Task requirements - The lines to copy are those in the listing below that contain the word "related".

Source material -
# # #
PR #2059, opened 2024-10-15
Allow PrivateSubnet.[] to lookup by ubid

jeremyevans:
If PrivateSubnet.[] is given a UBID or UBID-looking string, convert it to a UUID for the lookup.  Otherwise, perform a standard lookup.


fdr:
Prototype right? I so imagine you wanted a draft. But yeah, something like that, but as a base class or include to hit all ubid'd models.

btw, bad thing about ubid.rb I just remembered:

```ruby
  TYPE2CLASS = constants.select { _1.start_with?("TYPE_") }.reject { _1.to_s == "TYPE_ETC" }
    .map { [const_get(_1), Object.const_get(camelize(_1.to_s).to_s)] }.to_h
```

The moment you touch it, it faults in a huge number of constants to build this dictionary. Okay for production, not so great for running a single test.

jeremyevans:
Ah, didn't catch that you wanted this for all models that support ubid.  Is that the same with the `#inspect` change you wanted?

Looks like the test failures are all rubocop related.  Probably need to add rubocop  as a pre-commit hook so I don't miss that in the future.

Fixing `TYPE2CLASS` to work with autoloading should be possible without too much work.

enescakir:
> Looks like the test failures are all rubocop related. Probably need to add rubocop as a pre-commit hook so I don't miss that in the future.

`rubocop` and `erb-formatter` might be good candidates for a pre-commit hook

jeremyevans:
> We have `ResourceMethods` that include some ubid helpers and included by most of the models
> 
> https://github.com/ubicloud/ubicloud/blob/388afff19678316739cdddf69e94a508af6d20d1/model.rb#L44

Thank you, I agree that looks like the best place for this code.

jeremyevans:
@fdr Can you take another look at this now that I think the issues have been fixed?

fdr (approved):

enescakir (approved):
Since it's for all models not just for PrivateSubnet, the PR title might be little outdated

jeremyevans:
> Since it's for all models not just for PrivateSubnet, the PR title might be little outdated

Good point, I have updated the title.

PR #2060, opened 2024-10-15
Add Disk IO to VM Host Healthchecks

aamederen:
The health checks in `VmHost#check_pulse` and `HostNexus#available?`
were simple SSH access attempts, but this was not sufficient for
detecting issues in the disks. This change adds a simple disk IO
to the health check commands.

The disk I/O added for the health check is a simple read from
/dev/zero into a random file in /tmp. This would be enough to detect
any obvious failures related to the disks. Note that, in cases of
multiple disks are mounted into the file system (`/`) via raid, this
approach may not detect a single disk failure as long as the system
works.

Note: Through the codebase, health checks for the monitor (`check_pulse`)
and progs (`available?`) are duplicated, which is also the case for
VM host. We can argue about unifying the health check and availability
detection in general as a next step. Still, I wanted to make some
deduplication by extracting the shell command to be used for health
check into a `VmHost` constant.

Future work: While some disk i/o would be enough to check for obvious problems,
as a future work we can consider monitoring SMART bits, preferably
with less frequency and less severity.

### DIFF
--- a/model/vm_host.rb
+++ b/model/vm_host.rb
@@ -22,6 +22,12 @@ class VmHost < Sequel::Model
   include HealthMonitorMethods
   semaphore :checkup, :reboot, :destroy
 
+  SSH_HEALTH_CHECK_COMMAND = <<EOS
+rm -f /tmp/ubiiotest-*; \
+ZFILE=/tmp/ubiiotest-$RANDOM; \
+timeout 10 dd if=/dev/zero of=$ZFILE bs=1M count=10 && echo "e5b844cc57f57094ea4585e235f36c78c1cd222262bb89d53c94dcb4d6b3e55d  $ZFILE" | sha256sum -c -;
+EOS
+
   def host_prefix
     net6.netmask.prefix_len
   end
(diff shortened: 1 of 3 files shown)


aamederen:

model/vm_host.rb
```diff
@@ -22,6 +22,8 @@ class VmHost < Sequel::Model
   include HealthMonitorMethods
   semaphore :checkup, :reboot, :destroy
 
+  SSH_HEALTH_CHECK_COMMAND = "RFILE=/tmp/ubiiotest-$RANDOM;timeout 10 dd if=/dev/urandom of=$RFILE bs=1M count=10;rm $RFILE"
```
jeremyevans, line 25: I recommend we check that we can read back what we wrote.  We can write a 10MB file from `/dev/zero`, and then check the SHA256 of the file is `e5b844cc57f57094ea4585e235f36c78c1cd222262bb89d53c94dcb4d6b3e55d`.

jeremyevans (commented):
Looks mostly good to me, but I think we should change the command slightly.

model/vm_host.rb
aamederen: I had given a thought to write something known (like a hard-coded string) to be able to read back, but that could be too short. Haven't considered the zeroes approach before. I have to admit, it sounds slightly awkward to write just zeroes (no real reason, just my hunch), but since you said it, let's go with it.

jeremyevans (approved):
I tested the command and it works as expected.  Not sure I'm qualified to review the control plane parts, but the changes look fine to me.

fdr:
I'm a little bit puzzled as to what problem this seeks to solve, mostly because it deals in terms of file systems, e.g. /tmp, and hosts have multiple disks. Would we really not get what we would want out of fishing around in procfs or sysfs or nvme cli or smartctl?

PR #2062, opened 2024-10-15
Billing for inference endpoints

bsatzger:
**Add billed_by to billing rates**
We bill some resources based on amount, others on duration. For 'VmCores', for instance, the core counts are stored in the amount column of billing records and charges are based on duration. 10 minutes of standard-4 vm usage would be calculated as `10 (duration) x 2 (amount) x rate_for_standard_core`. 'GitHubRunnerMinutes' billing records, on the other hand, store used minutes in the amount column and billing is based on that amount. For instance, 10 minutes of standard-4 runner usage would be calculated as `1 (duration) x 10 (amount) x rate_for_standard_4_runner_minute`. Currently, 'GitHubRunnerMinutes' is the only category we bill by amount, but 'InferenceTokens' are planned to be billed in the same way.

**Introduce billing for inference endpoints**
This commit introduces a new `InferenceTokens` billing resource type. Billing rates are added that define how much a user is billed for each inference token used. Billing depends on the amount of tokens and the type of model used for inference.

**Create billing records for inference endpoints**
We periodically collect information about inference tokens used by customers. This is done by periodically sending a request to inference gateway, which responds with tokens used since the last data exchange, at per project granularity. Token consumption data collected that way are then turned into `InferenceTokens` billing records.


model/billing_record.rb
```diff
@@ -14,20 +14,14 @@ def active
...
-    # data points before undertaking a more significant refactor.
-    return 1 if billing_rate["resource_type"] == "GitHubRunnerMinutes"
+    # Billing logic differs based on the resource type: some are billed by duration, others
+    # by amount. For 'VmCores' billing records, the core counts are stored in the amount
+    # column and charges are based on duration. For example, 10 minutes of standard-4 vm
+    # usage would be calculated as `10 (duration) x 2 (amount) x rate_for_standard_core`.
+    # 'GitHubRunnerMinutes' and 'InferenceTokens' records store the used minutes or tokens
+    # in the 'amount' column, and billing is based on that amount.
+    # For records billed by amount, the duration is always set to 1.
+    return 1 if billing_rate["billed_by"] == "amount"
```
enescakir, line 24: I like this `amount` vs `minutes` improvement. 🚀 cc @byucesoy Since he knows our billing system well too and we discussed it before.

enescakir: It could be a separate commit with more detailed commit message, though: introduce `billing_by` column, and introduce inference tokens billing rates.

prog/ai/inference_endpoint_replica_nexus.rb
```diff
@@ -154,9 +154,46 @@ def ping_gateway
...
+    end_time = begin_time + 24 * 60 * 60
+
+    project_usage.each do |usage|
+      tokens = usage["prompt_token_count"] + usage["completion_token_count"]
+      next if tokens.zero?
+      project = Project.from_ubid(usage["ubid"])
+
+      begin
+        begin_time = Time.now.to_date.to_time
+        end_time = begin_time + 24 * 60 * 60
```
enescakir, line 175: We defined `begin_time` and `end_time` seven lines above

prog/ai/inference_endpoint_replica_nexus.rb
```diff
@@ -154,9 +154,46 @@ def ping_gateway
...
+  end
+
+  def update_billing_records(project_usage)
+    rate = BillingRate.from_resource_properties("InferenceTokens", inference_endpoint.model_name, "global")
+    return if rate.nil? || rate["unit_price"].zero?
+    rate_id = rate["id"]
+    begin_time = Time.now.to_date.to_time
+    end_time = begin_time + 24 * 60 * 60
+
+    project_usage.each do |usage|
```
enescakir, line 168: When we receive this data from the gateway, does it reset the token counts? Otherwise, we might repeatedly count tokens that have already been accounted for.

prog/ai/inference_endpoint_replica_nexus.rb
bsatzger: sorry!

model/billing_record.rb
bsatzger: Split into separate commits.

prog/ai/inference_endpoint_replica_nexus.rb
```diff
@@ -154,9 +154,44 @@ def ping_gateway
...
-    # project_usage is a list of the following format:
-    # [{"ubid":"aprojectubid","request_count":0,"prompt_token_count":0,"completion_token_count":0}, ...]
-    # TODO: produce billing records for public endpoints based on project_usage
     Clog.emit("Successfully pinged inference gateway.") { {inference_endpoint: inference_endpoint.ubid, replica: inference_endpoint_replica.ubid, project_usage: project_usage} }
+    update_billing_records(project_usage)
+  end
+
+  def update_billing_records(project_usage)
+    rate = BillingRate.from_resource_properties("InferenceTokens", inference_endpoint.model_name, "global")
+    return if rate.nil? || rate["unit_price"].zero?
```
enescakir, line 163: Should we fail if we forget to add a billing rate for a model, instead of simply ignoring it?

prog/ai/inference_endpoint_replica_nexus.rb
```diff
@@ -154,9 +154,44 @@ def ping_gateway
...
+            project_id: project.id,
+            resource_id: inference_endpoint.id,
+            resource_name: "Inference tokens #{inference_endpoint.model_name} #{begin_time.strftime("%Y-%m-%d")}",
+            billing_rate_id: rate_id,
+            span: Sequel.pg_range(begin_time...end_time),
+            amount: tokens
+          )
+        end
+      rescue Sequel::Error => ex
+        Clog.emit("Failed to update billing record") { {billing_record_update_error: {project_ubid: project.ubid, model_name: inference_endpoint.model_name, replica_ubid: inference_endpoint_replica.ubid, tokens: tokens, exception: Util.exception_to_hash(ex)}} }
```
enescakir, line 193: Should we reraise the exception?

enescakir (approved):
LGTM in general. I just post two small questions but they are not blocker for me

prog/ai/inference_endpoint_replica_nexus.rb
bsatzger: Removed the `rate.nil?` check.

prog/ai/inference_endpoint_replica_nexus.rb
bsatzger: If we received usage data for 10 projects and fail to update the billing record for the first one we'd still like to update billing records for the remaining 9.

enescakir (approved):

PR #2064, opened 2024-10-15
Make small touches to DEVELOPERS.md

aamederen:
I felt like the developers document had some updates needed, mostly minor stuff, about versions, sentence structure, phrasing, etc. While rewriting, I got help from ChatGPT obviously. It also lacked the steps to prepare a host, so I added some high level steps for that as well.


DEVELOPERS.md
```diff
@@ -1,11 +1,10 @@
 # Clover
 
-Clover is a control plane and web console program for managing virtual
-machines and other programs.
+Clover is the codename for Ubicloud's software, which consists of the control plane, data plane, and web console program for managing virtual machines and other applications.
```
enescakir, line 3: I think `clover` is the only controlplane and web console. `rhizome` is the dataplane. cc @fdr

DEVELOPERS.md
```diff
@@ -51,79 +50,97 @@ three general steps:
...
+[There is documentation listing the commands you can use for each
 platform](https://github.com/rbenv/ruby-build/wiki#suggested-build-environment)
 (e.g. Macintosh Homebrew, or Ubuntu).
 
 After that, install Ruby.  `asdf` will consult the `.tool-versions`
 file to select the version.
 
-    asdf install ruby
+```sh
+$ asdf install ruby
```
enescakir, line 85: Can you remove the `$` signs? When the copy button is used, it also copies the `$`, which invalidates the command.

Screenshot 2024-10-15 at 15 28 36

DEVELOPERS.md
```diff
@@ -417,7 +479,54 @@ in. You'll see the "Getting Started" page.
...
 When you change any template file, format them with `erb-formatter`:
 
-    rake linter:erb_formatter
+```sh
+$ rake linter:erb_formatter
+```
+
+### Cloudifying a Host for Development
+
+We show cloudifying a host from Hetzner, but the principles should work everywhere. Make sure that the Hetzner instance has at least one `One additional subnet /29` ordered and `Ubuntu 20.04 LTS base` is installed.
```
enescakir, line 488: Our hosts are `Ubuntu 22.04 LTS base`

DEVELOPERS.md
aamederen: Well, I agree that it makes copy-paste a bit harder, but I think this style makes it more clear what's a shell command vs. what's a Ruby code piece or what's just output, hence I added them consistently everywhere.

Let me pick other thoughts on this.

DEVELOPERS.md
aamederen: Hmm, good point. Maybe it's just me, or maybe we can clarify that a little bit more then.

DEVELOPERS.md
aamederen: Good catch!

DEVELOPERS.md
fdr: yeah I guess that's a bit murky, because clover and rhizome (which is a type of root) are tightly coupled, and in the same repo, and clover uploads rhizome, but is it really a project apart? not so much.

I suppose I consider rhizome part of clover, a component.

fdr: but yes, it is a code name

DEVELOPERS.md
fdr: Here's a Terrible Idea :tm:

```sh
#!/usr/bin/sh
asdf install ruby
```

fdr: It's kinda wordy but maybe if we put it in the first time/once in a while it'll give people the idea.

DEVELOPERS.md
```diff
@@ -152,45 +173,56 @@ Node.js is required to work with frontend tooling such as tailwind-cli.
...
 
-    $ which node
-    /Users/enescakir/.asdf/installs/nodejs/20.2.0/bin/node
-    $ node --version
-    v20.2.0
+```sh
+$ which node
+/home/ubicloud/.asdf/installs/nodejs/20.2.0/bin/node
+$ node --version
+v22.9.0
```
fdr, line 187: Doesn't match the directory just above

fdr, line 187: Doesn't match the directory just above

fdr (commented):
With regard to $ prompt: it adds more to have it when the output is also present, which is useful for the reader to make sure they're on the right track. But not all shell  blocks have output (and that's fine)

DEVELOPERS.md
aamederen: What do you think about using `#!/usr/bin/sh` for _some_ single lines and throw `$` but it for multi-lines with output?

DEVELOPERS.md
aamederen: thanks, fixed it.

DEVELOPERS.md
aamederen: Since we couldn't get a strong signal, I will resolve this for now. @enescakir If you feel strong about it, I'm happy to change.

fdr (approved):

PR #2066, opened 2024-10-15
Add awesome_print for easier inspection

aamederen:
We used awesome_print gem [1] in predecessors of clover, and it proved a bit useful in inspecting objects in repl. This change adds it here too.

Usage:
# # #
Result -
Looks like the test failures are all rubocop related.  Probably need to add rubocop  as a pre-commit hook so I don't miss that in the future.
> Looks like the test failures are all rubocop related. Probably need to add rubocop as a pre-commit hook so I don't miss that in the future.
any obvious failures related to the disks. Note that, in cases of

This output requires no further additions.